Девушка пропела фразу несколько раз, и Порпора записал ее под диктовку Консуэло. Тут он прижал ученицу к своему сердцу и воскликнул:
– Ты дьявол! Я всегда говорил, что ты дьявол!
– Добрый дьявол, поверьте мне, маэстро! – ответила, улыбаясь, Консуэло.
Порпора, в восторге от того, что после целого утра бесплодных волнений и мук музыкального творчества фраза наконец удалась, стал машинально шарить по полу, стараясь нащупать горлышко бутылки. Не найдя ее, он принялся искать на пюпитре и по рассеянности хлебнул из стоявшей там чашки. Это был чудесный кофе, искусно и терпеливо приготовленный для него Консуэло одновременно с шоколадом; Иосиф, по новому знаку своего друга, только что принес его совсем горячим.
– О, нектар богов! О, друг музыкантов! – воскликнул Порпора, наслаждаясь кофе. – Какой ангел, какая фея принесла тебя из Венеции под своим крылом?
– Дьявол! – ответила Консуэло.
– Ты ангел и фея, милое мое дитя, – ласково проговорил Порпора. – Я прекрасно вижу, что ты любишь меня, заботишься обо мне, хочешь сделать меня счастливым. Даже этот бедный мальчик и тот интересуется моей судьбой, – прибавил он, заметив Иосифа; юноша, стоя на пороге передней, смотрел на него влажными, блестящими глазами. – Ах, бедные мои дети, вы хотите скрасить такую жалкую жизнь! Безрассудные! Вы сами не знаете, что делаете! Я обречен на отчаяние, и несколько дней любви и благосостояния еще более заставят меня почувствовать ужас моей доли, когда эти чудные дни улетят.
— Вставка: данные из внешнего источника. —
PR #304, opened 2018-04-27
Remove deploy/ subdirectory in favour of ansible-playbooks repo.

smarnach:
The playbooks are now in ansible-playbooks, just like everything else.  See https://github.com/open-craft/ansible-playbooks/pull/26 for details.

I updated the instructions for setting up the Vagrant devstack in `README.md` and the Vagrantfile.  I moved the `deploy/README.md` file to the ansible-playbooks repository.


README.md
```diff
@@ -86,14 +86,15 @@ environment:
...
-Once you have these tools installed, you will need to download the Ansible
-roles used to build the Vagrant instance. Run the following in the ``deploy``
-folder in directory where you have cloned Ocim:
+Once you have these tools installed, you will need to download the [Ansible
+playbooks](https://github.com/openc-craft/ansible-playbooks) used to build the
+Vagrant instance.  If you haven't checked it out yet, you can clone it into the
+`deploy/` subdirectory using this command at the root of the repository:
 
-    ansible-galaxy install -r requirements.yml
+    git clone https://github.com/openc-craft/ansible-playbooks/deploy
```
UmanShahzad: `openc-craft` -> `open-craft`

UmanShahzad: I think you meant to replace the `/` between `ansible-playbooks` and `deploy` with a space.

Vagrantfile
```diff
@@ -21,19 +21,19 @@ Vagrant.configure(2) do |config|
...
+    end
   end
 
   config.vm.provider :virtualbox do |vb|
     vb.memory = 1024
     # Allow DNS to work for Ubuntu host
     # http://askubuntu.com/questions/238040/how-do-i-fix-name-service-for-vagrant-client
     vb.customize ["modifyvm", :id, "--natdnshostresolver1", "on"]
+    vb.customize ["modifyvm", :id, "--natdnsproxy1", "on"]
+    vb.customize ["modifyvm", :id, "--nictype1", "virtio"]
```
UmanShahzad: Yay!

README.md
UmanShahzad: Also, because we're running the playbook from the host, we actually need the correct Ansible 2.5 install through `deploy/requirements.txt`, so that should be another step.

UmanShahzad:
@smarnach Just one tiny note: Ocim uses [netaddr==0.7.18](https://github.com/open-craft/opencraft/blob/master/requirements.txt#L70) while ansible-playbooks uses [netaddr==0.7.19](https://github.com/open-craft/ansible-playbooks/blob/master/requirements.txt#L2). Can we upgrade Ocim's?

README.md
smarnach: The installation of Ansible is mentioned above, as it hass been before my change.  This actually has always been somewhat out of order, so I fixed it now.

smarnach:
@UmanShahzad Thanks for the review! I'm not sure why we should upgrade `netaddr`, since Ocim's dependencies are installed inside the Vagrant VM, while Ansible is installed in some virtual environment on the host machine.  Anyway, since I didn't see anything problematic in the [changelog](https://github.com/drkjam/netaddr/compare/netaddr-0.7.18...netaddr-0.7.19#diff-d3bb3391c79904494c60ee2ac2f33070), I've upgraded it anyway.

UmanShahzad:
@smarnach Oh yeah, that's kind of dumb for me to ask :) Sorry, I was blindly installing Ocim requirements on the host virtualenv as well, and noticed the discrepancy so mentioned it, but it's clearly not needed. Thanks for upgrading anyway :)

PR #305, opened 2018-05-01
Document Ansible installation for Vagrant.

smarnach:
@UmanShahzad This is a small documentation fix I made while addressing review comments on #304, but it somehow didn't make it into the repo – I must have messed up with amending commits and pushing.  Could you please take a quick look?


smarnach:
@UmanShahzad You are right – I originally used `mkvirtualenv`, which creates the environment and acitvates it in a single step, but I the realized that not everyone has virtualenvwrapper installed.  Will ifx.

PR #310, opened 2018-05-04
Change from `DEBUG` to `INFO` log level.

UmanShahzad:
We're getting absolutely spammed with useless DEBUG logs on ELK.

(Note I made this by editing on GitHub and have not tested it just yet).

### DIFF
--- a/opencraft/settings.py
+++ b/opencraft/settings.py
@@ -230,7 +230,7 @@ HUEY = {
     'always_eager': env.bool('HUEY_ALWAYS_EAGER', default=False),
 
     # Options to pass into the consumer when running ``manage.py run_huey``
-    'consumer': {'workers': 1, 'loglevel': logging.DEBUG},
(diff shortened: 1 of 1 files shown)


opencraft/settings.py
```diff
@@ -579,7 +579,7 @@
 
 if 'file' in HANDLERS:
     LOGGING['handlers']['file'] = {
-        'level': 'DEBUG',
+        'level': 'INFO',
```
smarnach: This is the only log level we care about.  I'd prefer if we only change this one, and maybe the Huey log level, since the Huey debug log messages are really not that useful.  (They actually were quite useful when I had to debug a Huey bug, but we haven't run into any in a while.)

UmanShahzad: Oh yep, sorry, didn't think to just change the file handler since that's what Filebeat will interact with. Will leave the Huey log level at `INFO` then too.

UmanShahzad:
@smarnach Looks good to you?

– Я никогда не покину тебя, всегда буду твоей дочерью, всегда буду тебе служить! – воскликнула Консуэло, обнимая его за шею.
Порпора опустил свою плешивую голову на ноты и разрыдался. Консуэло и Иосиф тоже заплакали, а Келлер, из любви к музыке не хотевший уходить и, чтобы объяснить свое присутствие в передней, принявшийся приводить в порядок парик хозяина, увидев через полуоткрытую дверь эту раздирающую душу картину скорби маэстро, дочерней преданности Консуэло и захватившего Иосифа восторженного чувства к знаменитому старцу, выронил из рук гребень и, приняв в благоговейном умилении парик Порпоры за свой носовой платок, поднес его к глазам.